EXERCISE DETAILS - Word for word, reproduce all of the entries shown below.

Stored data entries
# # # #
PR #766, opened 2018-02-20
preserve id on mdiv

rettinghaus:
forgotten or intentional?


rettinghaus:
Should work with score, too.

lpugin:
Forgotten. Could you fix it for Score and Pages too?

rettinghaus:
Added.
NB: imported `xml:id` from `score` gets lost and is replaced with created id from `pages`.

lpugin:
You can fix this in Pages::ConvertFrom(Score) using Object::SwapUuid

rettinghaus:
Ah yes. Wasn't aware of that function.

PR #767, opened 2018-02-22
make att.labelled available for textelements

rettinghaus:
This PR makes `@label` available for all text elements and adds corresponding labels to the parts of `pgHead`. Additionally it adds an `@type="autogenerated"` to `pgHead` so it can be identified in SVG more easily.


src/doc.cpp
```diff
@@ -166,6 +166,7 @@ bool Doc::GenerateHeaderAndFooter()
     // We mark it as generated for not having it written in the output
     pgHead->IsGenerated(true);
     pgHead->GenerateFromMEIHeader(m_header);
+    pgHead->SetType("autogenerated");
```
lpugin: Shall we have this in the footer too?

src/num.cpp
```diff
@@ -23,7 +23,7 @@ namespace vrv {
 // Num
 //----------------------------------------------------------------------------
 
-Num::Num() : TextElement("num-"), AttLabelled()
```
lpugin: Removing label on num will break auto pagination. Why not suggesting to add this to MEI?

lpugin: Sorry, I did not realized it is there through TextElement.

src/doc.cpp
rettinghaus: makes sense

PR #768, opened 2018-02-22
set lang on generated pgHead

rettinghaus:
if it's there, why not use it?

### DIFF
--- a/src/pghead.cpp
+++ b/src/pghead.cpp
@@ -62,6 +62,7 @@ bool PgHead::GenerateFromMEIHeader(pugi::xml_document &header)
             }
             Text *text = new Text();
             text->SetText(UTF8to16(titleNode.node().text().as_string()));
+            rend->SetLang(titleNode.node().attribute("xml:lang").as_string());
             rend->AddChild(text);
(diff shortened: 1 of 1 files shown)


src/pghead.cpp
```diff
@@ -62,6 +62,7 @@ bool PgHead::GenerateFromMEIHeader(pugi::xml_document &header)
             }
             Text *text = new Text();
             text->SetText(UTF8to16(titleNode.node().text().as_string()));
+            rend->SetLang(titleNode.node().attribute("xml:lang").as_string());
```
lpugin: You need to check that `@xml:lang` is there, don't you?

rettinghaus: Actually it works fine this way. But if it'd make you feel better, I can addy it. 8-)

lpugin: I am surprised it is not crashing if the attribute is not there.

lpugin: You are right, for the doc of pugixml: "In case the attribute handle is null, both functions [as_string() and value()] return empty strings - they never return null pointers."

PR #779, opened 2018-02-28
badges

rettinghaus:
* bringing build badges to correct branch
* adding license badge

Having build information for the develop branch on the master branch is a bit misleading. Perhaps master should be added to CI, too?


lpugin:
I agree it is misleading, but since master is for the releases there is not much activity and less of a need to have CI. But we can very well have two sets of badges? Is this what you mean? I quite like seeing the develop status on the default page. Another option would be to change the default branch to develop, but I am not sure this is a good idea.

rettinghaus:
I would argue, that people will prefer to download the releases from GitHub instead of clone and build the branch. So having the develop branch as default maybe is a good idea after all?

lpugin:
Other opinions on this?

lpugin:
OK, the default branch is now develop

PR #784, opened 2018-03-02
use prefix operator for iteration

rettinghaus:


craigsapp:
Why?

lpugin:
I think it is more efficient because there is not copy to be made. (I doubt it makes a noticeable difference, but there is no reason not to change this.)

craigsapp:
OK.  If `++` is being applied to a built-in type (integer), then it will not matter since the code will be optimized by the compiler (such as by using `-O3` option).  If you define `++` for your own class, then there will be a difference that probably cannot be optimized out by the compiler.  

If you want to be efficient, then don't use XML 😛

rettinghaus:
Indeed it is faster for non-primitive types. It doesn't make much sense for built-in types, but I switched it there, too, for consistent coding style.

craigsapp:
Are you going to try to make me change it in the `iohumdrum.cpp` file?   At least I won't complain if you do it :-)

PR #785, opened 2018-03-03
prefix operator for iteration

rettinghaus:
@craigsapp asked for it:
that should address all iterations.


craigsapp:
Looks good :-) . We will see if I can remember to do them that way.

PR #790, opened 2018-03-06
minor code improvements

rettinghaus:


src/harm.cpp
```diff
@@ -64,9 +64,6 @@ void Harm::AddChild(Object *child)
     else if (child->IsEditorialElement()) {
         assert(dynamic_cast<EditorialElement *>(child));
     }
-    else if (child->Is(FB)) {
```
lpugin: This does not look right

rettinghaus: Yes, it does! Look above, this statement was doubled.

lpugin: Ah, yes - I introduced it when I fixed the bug on figured bass https://github.com/rism-ch/verovio/commit/b1e0c3ce3221f3231f3ee8ed88e991c7652151ec#diff-0d50c4abb090d2bafeccd263bc7e4544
# # # #
EXERCISE SOLUTION -
PR #766, opened 2018-02-20
preserve id on mdiv

rettinghaus:
forgotten or intentional?


rettinghaus:
Should work with score, too.

lpugin:
Forgotten. Could you fix it for Score and Pages too?

rettinghaus:
Added.
NB: imported `xml:id` from `score` gets lost and is replaced with created id from `pages`.

lpugin:
You can fix this in Pages::ConvertFrom(Score) using Object::SwapUuid

rettinghaus:
Ah yes. Wasn't aware of that function.

PR #767, opened 2018-02-22
make att.labelled available for textelements

rettinghaus:
This PR makes `@label` available for all text elements and adds corresponding labels to the parts of `pgHead`. Additionally it adds an `@type="autogenerated"` to `pgHead` so it can be identified in SVG more easily.


src/doc.cpp
```diff
@@ -166,6 +166,7 @@ bool Doc::GenerateHeaderAndFooter()
     // We mark it as generated for not having it written in the output
     pgHead->IsGenerated(true);
     pgHead->GenerateFromMEIHeader(m_header);
+    pgHead->SetType("autogenerated");
```
lpugin: Shall we have this in the footer too?

src/num.cpp
```diff
@@ -23,7 +23,7 @@ namespace vrv {
 // Num
 //----------------------------------------------------------------------------
 
-Num::Num() : TextElement("num-"), AttLabelled()
```
lpugin: Removing label on num will break auto pagination. Why not suggesting to add this to MEI?

lpugin: Sorry, I did not realized it is there through TextElement.

src/doc.cpp
rettinghaus: makes sense

PR #768, opened 2018-02-22
set lang on generated pgHead

rettinghaus:
if it's there, why not use it?

### DIFF
--- a/src/pghead.cpp
+++ b/src/pghead.cpp
@@ -62,6 +62,7 @@ bool PgHead::GenerateFromMEIHeader(pugi::xml_document &header)
             }
             Text *text = new Text();
             text->SetText(UTF8to16(titleNode.node().text().as_string()));
+            rend->SetLang(titleNode.node().attribute("xml:lang").as_string());
             rend->AddChild(text);
(diff shortened: 1 of 1 files shown)


src/pghead.cpp
```diff
@@ -62,6 +62,7 @@ bool PgHead::GenerateFromMEIHeader(pugi::xml_document &header)
             }
             Text *text = new Text();
             text->SetText(UTF8to16(titleNode.node().text().as_string()));
+            rend->SetLang(titleNode.node().attribute("xml:lang").as_string());
```
lpugin: You need to check that `@xml:lang` is there, don't you?

rettinghaus: Actually it works fine this way. But if it'd make you feel better, I can addy it. 8-)

lpugin: I am surprised it is not crashing if the attribute is not there.

lpugin: You are right, for the doc of pugixml: "In case the attribute handle is null, both functions [as_string() and value()] return empty strings - they never return null pointers."

PR #779, opened 2018-02-28
badges

rettinghaus:
* bringing build badges to correct branch
* adding license badge

Having build information for the develop branch on the master branch is a bit misleading. Perhaps master should be added to CI, too?


lpugin:
I agree it is misleading, but since master is for the releases there is not much activity and less of a need to have CI. But we can very well have two sets of badges? Is this what you mean? I quite like seeing the develop status on the default page. Another option would be to change the default branch to develop, but I am not sure this is a good idea.

rettinghaus:
I would argue, that people will prefer to download the releases from GitHub instead of clone and build the branch. So having the develop branch as default maybe is a good idea after all?

lpugin:
Other opinions on this?

lpugin:
OK, the default branch is now develop

PR #784, opened 2018-03-02
use prefix operator for iteration

rettinghaus:


craigsapp:
Why?

lpugin:
I think it is more efficient because there is not copy to be made. (I doubt it makes a noticeable difference, but there is no reason not to change this.)

craigsapp:
OK.  If `++` is being applied to a built-in type (integer), then it will not matter since the code will be optimized by the compiler (such as by using `-O3` option).  If you define `++` for your own class, then there will be a difference that probably cannot be optimized out by the compiler.  

If you want to be efficient, then don't use XML 😛

rettinghaus:
Indeed it is faster for non-primitive types. It doesn't make much sense for built-in types, but I switched it there, too, for consistent coding style.

craigsapp:
Are you going to try to make me change it in the `iohumdrum.cpp` file?   At least I won't complain if you do it :-)

PR #785, opened 2018-03-03
prefix operator for iteration

rettinghaus:
@craigsapp asked for it:
that should address all iterations.


craigsapp:
Looks good :-) . We will see if I can remember to do them that way.

PR #790, opened 2018-03-06
minor code improvements

rettinghaus:


src/harm.cpp
```diff
@@ -64,9 +64,6 @@ void Harm::AddChild(Object *child)
     else if (child->IsEditorialElement()) {
         assert(dynamic_cast<EditorialElement *>(child));
     }
-    else if (child->Is(FB)) {
```
lpugin: This does not look right

rettinghaus: Yes, it does! Look above, this statement was doubled.

lpugin: Ah, yes - I introduced it when I fixed the bug on figured bass https://github.com/rism-ch/verovio/commit/b1e0c3ce3221f3231f3ee8ed88e991c7652151ec#diff-0d50c4abb090d2bafeccd263bc7e4544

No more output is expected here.